Repeat the listing below word for word, stopping after the line that contains "PR #1991, opened 2024-12-30".

#### [THE INPUT]
§
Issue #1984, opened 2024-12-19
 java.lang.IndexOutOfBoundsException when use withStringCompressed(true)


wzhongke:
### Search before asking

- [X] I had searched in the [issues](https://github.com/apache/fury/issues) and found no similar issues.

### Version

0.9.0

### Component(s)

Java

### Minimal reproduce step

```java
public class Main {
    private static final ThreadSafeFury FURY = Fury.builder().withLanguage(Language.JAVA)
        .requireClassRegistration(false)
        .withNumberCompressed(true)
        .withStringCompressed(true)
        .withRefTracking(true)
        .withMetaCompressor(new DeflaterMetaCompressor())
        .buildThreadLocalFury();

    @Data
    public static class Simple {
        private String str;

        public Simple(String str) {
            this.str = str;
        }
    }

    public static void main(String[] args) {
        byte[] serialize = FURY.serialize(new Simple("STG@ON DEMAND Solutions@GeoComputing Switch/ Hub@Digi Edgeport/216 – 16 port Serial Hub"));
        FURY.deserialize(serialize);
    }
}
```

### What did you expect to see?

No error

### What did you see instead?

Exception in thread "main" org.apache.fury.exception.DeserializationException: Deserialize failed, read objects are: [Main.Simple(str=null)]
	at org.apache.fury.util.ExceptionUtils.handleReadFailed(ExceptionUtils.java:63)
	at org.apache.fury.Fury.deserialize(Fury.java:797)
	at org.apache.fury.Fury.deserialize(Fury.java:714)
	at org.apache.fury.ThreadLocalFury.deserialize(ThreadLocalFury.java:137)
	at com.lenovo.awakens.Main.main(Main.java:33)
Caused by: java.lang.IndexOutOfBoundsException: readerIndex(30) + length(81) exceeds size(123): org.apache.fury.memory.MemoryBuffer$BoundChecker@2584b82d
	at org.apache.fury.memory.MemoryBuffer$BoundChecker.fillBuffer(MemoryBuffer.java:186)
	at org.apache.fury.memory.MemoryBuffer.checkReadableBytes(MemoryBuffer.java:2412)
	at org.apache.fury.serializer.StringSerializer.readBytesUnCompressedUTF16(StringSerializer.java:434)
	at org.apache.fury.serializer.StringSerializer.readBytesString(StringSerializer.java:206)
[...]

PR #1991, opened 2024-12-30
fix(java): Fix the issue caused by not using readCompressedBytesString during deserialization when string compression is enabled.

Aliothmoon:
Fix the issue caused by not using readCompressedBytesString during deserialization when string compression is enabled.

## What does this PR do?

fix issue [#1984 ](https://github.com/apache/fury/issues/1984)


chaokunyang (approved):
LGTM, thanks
§
#### [ANSWER FOR THIS EXERCISE]
Issue #1984, opened 2024-12-19
 java.lang.IndexOutOfBoundsException when use withStringCompressed(true)


wzhongke:
### Search before asking

- [X] I had searched in the [issues](https://github.com/apache/fury/issues) and found no similar issues.

### Version

0.9.0

### Component(s)

Java

### Minimal reproduce step

```java
public class Main {
    private static final ThreadSafeFury FURY = Fury.builder().withLanguage(Language.JAVA)
        .requireClassRegistration(false)
        .withNumberCompressed(true)
        .withStringCompressed(true)
        .withRefTracking(true)
        .withMetaCompressor(new DeflaterMetaCompressor())
        .buildThreadLocalFury();

    @Data
    public static class Simple {
        private String str;

        public Simple(String str) {
            this.str = str;
        }
    }

    public static void main(String[] args) {
        byte[] serialize = FURY.serialize(new Simple("STG@ON DEMAND Solutions@GeoComputing Switch/ Hub@Digi Edgeport/216 – 16 port Serial Hub"));
        FURY.deserialize(serialize);
    }
}
```

### What did you expect to see?

No error

### What did you see instead?

Exception in thread "main" org.apache.fury.exception.DeserializationException: Deserialize failed, read objects are: [Main.Simple(str=null)]
	at org.apache.fury.util.ExceptionUtils.handleReadFailed(ExceptionUtils.java:63)
	at org.apache.fury.Fury.deserialize(Fury.java:797)
	at org.apache.fury.Fury.deserialize(Fury.java:714)
	at org.apache.fury.ThreadLocalFury.deserialize(ThreadLocalFury.java:137)
	at com.lenovo.awakens.Main.main(Main.java:33)
Caused by: java.lang.IndexOutOfBoundsException: readerIndex(30) + length(81) exceeds size(123): org.apache.fury.memory.MemoryBuffer$BoundChecker@2584b82d
	at org.apache.fury.memory.MemoryBuffer$BoundChecker.fillBuffer(MemoryBuffer.java:186)
	at org.apache.fury.memory.MemoryBuffer.checkReadableBytes(MemoryBuffer.java:2412)
	at org.apache.fury.serializer.StringSerializer.readBytesUnCompressedUTF16(StringSerializer.java:434)
	at org.apache.fury.serializer.StringSerializer.readBytesString(StringSerializer.java:206)
[...]

PR #1991, opened 2024-12-30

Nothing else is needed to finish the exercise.